[Your instructions]: Your output should be every line below, copied exactly.

(Dataset entries)
=====

PR #1313, opened 2026-08-17
Name where inference stopped in typecheck inference errors

apiology:
**Problem**

A local whose expression calls a method that does not exist reports only the variable's name:

```ruby
# @type [String]
v = 'a'.no_such.upcase
```

```
example1.rb:5: Variable type could not be inferred for v
```

Nothing says whether inference stopped at `'a'`, `no_such`, or `upcase`, so diagnosing it means bisecting the expression by hand. The same gap affects `... return type could not be inferred`, which names the method but not the part of the expression responsible.

**Solution**

Both messages now name where inference stopped and what it was called on:

```
example1.rb:5: Variable type could not be inferred for v: `no_such` could not be resolved on String
example2.rb:3: Report#rows return type could not be inferred: could not determine the return type of `fetch` on Report
```

`Chain#first_undefined_link` re-walks the chain, on the error path only.

A bare-variable return walks into that variable's own assignment, so the cause can name a call appearing nowhere in the return expression itself.

Messages stay byte-identical when no cause can be named, and when the failing call is the one already named.

*Written by Claude (Anthropic's Claude Code) on behalf of @apiology.*

### DIFF
--- a/lib/solargraph/pin/base_variable.rb
+++ b/lib/solargraph/pin/base_variable.rb
@@ -180,14 +180,15 @@ module Solargraph
       # @param api_map [ApiMap]
       # @return [Source::Chain::LinkResolution, nil]
       def probe_blame api_map
-        return nil if closure.nil?
+        return nil if closure.nil? || location.nil?
 
         assignments.each do |parent_node|
           value_position_nodes_only(parent_node).each do |node|
             next if node.nil? || node.type == :NIL || node.type == :nil
             rng = Range.from_node(node)
             next if rng.nil?
-            # @sg-ignore Need to add nil check here
+            # @sg-ignore location nil-guarded at method entry; return-guard
+            #   narrowing not tracked - https://github.com/castwide/solargraph/issues/1254
             clip = api_map.clip_at(location.filename, rng.ending)
             chain = Parser.chain(node, nil, nil)
             # @sg-ignore closure nil-guarded at method entry; return-guard
--- a/lib/solargraph/pin/base_variable.rb
+++ b/lib/solargraph/pin/base_variable.rb
@@ -172,6 +172,33 @@ module Solargraph
         types
       end
 
+      # Locate where inference broke for this variable's assignment: the
+      # first link of the assigned expression's chain whose type resolved
+      # undefined. Diagnostic-only; returns nil when the assignment infers
+      # cleanly (or there is no assignment to walk).
+      #
+      # @param api_map [ApiMap]
+      # @return [Source::Chain::LinkResolution, nil]
+      def probe_blame api_map
+        return nil if closure.nil?
+
+        assignments.each do |parent_node|
+          value_position_nodes_only(parent_node).each do |node|
+            next if node.nil? || node.type == :NIL || node.type == :nil
+            rng = Range.from_node(node)
+            next if rng.nil?
+            # @sg-ignore Need to add nil check here
+            clip = api_map.clip_at(location.filename, rng.ending)
+            chain = Parser.chain(node, nil, nil)
+            # @sg-ignore closure nil-guarded at method entry; return-guard
+            #   narrowing not tracked - https://github.com/castwide/solargraph/issues/1254
+            failure = chain.first_undefined_link(api_map, closure, clip.locals)
+            return failure unless failure.nil?
+          end
+        end
+        nil
+      end
+
       # @param api_map [ApiMap]
       # @return [ComplexType, ComplexType::UniqueType]
       def probe api_map
--- a/lib/solargraph/pin/base_variable.rb
+++ b/lib/solargraph/pin/base_variable.rb
@@ -187,12 +187,10 @@ module Solargraph
             next if node.nil? || node.type == :NIL || node.type == :nil
             rng = Range.from_node(node)
             next if rng.nil?
-            # @sg-ignore location nil-guarded at method entry; return-guard
-            #   narrowing not tracked - https://github.com/castwide/solargraph/issues/1254
+            # @sg-ignore https://github.com/castwide/solargraph/issues/1254
             clip = api_map.clip_at(location.filename, rng.ending)
             chain = Parser.chain(node, nil, nil)
-            # @sg-ignore closure nil-guarded at method entry; return-guard
-            #   narrowing not tracked - https://github.com/castwide/solargraph/issues/1254
+            # @sg-ignore https://github.com/castwide/solargraph/issues/1254
             failure = chain.first_undefined_link(api_map, closure, clip.locals)
             return failure unless failure.nil?
           end
--- a/lib/solargraph/pin/method.rb
+++ b/lib/solargraph/pin/method.rb
@@ -452,6 +452,37 @@ module Solargraph
         api_map.get_method_stack(method_namespace, method_name, scope: scope).reject { |pin| pin.path == path }
       end
 
+      # Locate where inference broke for this method's return value: the
+      # first failing link among its return-node chains. A failing
+      # bare-variable return delegates to that variable's own assignment,
+      # since the real failure is usually there. Diagnostic-only; nil when
+      # nothing failed or there is nothing to walk.
+      #
+      # @param api_map [ApiMap]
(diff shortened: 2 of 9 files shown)


lib/solargraph/pin/base_variable.rb
```diff
@@ -172,6 +172,33 @@ def return_types_from_node parent_node, api_map
...
+      # @return [Source::Chain::LinkResolution, nil]
+      def probe_blame api_map
+        return nil if closure.nil?
+
+        assignments.each do |parent_node|
+          value_position_nodes_only(parent_node).each do |node|
+            next if node.nil? || node.type == :NIL || node.type == :nil
+            rng = Range.from_node(node)
+            next if rng.nil?
+            # @sg-ignore Need to add nil check here
```
apiology: What's the actual typecheck error here?  If it's related to the above line's nil check, is there an open PR or issue addressing that?

lib/solargraph/pin/base_variable.rb
```diff
@@ -172,6 +172,33 @@ def return_types_from_node parent_node, api_map
...
+            clip = api_map.clip_at(location.filename, rng.ending)
+            chain = Parser.chain(node, nil, nil)
+            # @sg-ignore closure nil-guarded at method entry; return-guard
+            #   narrowing not tracked - https://github.com/castwide/solargraph/issues/1254
```
apiology: Ditto on actual error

=====

[Task solution]:
PR #1313, opened 2026-08-17
Name where inference stopped in typecheck inference errors

apiology:
**Problem**

A local whose expression calls a method that does not exist reports only the variable's name:

```ruby
# @type [String]
v = 'a'.no_such.upcase
```

```
example1.rb:5: Variable type could not be inferred for v
```

Nothing says whether inference stopped at `'a'`, `no_such`, or `upcase`, so diagnosing it means bisecting the expression by hand. The same gap affects `... return type could not be inferred`, which names the method but not the part of the expression responsible.

**Solution**

Both messages now name where inference stopped and what it was called on:

```
example1.rb:5: Variable type could not be inferred for v: `no_such` could not be resolved on String
example2.rb:3: Report#rows return type could not be inferred: could not determine the return type of `fetch` on Report
```

`Chain#first_undefined_link` re-walks the chain, on the error path only.

A bare-variable return walks into that variable's own assignment, so the cause can name a call appearing nowhere in the return expression itself.

Messages stay byte-identical when no cause can be named, and when the failing call is the one already named.

*Written by Claude (Anthropic's Claude Code) on behalf of @apiology.*

### DIFF
--- a/lib/solargraph/pin/base_variable.rb
+++ b/lib/solargraph/pin/base_variable.rb
@@ -180,14 +180,15 @@ module Solargraph
       # @param api_map [ApiMap]
       # @return [Source::Chain::LinkResolution, nil]
       def probe_blame api_map
-        return nil if closure.nil?
+        return nil if closure.nil? || location.nil?
 
         assignments.each do |parent_node|
           value_position_nodes_only(parent_node).each do |node|
             next if node.nil? || node.type == :NIL || node.type == :nil
             rng = Range.from_node(node)
             next if rng.nil?
-            # @sg-ignore Need to add nil check here
+            # @sg-ignore location nil-guarded at method entry; return-guard
+            #   narrowing not tracked - https://github.com/castwide/solargraph/issues/1254
             clip = api_map.clip_at(location.filename, rng.ending)
             chain = Parser.chain(node, nil, nil)
             # @sg-ignore closure nil-guarded at method entry; return-guard
--- a/lib/solargraph/pin/base_variable.rb
+++ b/lib/solargraph/pin/base_variable.rb
@@ -172,6 +172,33 @@ module Solargraph
         types
       end
 
+      # Locate where inference broke for this variable's assignment: the
+      # first link of the assigned expression's chain whose type resolved
+      # undefined. Diagnostic-only; returns nil when the assignment infers
+      # cleanly (or there is no assignment to walk).
+      #
+      # @param api_map [ApiMap]
+      # @return [Source::Chain::LinkResolution, nil]
+      def probe_blame api_map
+        return nil if closure.nil?
+
+        assignments.each do |parent_node|
+          value_position_nodes_only(parent_node).each do |node|
+            next if node.nil? || node.type == :NIL || node.type == :nil
+            rng = Range.from_node(node)
+            next if rng.nil?
+            # @sg-ignore Need to add nil check here
+            clip = api_map.clip_at(location.filename, rng.ending)
+            chain = Parser.chain(node, nil, nil)
+            # @sg-ignore closure nil-guarded at method entry; return-guard
+            #   narrowing not tracked - https://github.com/castwide/solargraph/issues/1254
+            failure = chain.first_undefined_link(api_map, closure, clip.locals)
+            return failure unless failure.nil?
+          end
+        end
+        nil
+      end
+
       # @param api_map [ApiMap]
       # @return [ComplexType, ComplexType::UniqueType]
       def probe api_map
--- a/lib/solargraph/pin/base_variable.rb
+++ b/lib/solargraph/pin/base_variable.rb
@@ -187,12 +187,10 @@ module Solargraph
             next if node.nil? || node.type == :NIL || node.type == :nil
             rng = Range.from_node(node)
             next if rng.nil?
-            # @sg-ignore location nil-guarded at method entry; return-guard
-            #   narrowing not tracked - https://github.com/castwide/solargraph/issues/1254
+            # @sg-ignore https://github.com/castwide/solargraph/issues/1254
             clip = api_map.clip_at(location.filename, rng.ending)
             chain = Parser.chain(node, nil, nil)
-            # @sg-ignore closure nil-guarded at method entry; return-guard
-            #   narrowing not tracked - https://github.com/castwide/solargraph/issues/1254
+            # @sg-ignore https://github.com/castwide/solargraph/issues/1254
             failure = chain.first_undefined_link(api_map, closure, clip.locals)
             return failure unless failure.nil?
           end
--- a/lib/solargraph/pin/method.rb
+++ b/lib/solargraph/pin/method.rb
@@ -452,6 +452,37 @@ module Solargraph
         api_map.get_method_stack(method_namespace, method_name, scope: scope).reject { |pin| pin.path == path }
       end
 
+      # Locate where inference broke for this method's return value: the
+      # first failing link among its return-node chains. A failing
+      # bare-variable return delegates to that variable's own assignment,
+      # since the real failure is usually there. Diagnostic-only; nil when
+      # nothing failed or there is nothing to walk.
+      #
+      # @param api_map [ApiMap]
(diff shortened: 2 of 9 files shown)


lib/solargraph/pin/base_variable.rb
```diff
@@ -172,6 +172,33 @@ def return_types_from_node parent_node, api_map
...
+      # @return [Source::Chain::LinkResolution, nil]
+      def probe_blame api_map
+        return nil if closure.nil?
+
+        assignments.each do |parent_node|
+          value_position_nodes_only(parent_node).each do |node|
+            next if node.nil? || node.type == :NIL || node.type == :nil
+            rng = Range.from_node(node)
+            next if rng.nil?
+            # @sg-ignore Need to add nil check here
```
apiology: What's the actual typecheck error here?  If it's related to the above line's nil check, is there an open PR or issue addressing that?

lib/solargraph/pin/base_variable.rb
```diff
@@ -172,6 +172,33 @@ def return_types_from_node parent_node, api_map
...
+            clip = api_map.clip_at(location.filename, rng.ending)
+            chain = Parser.chain(node, nil, nil)
+            # @sg-ignore closure nil-guarded at method entry; return-guard
+            #   narrowing not tracked - https://github.com/castwide/solargraph/issues/1254
```
apiology: Ditto on actual error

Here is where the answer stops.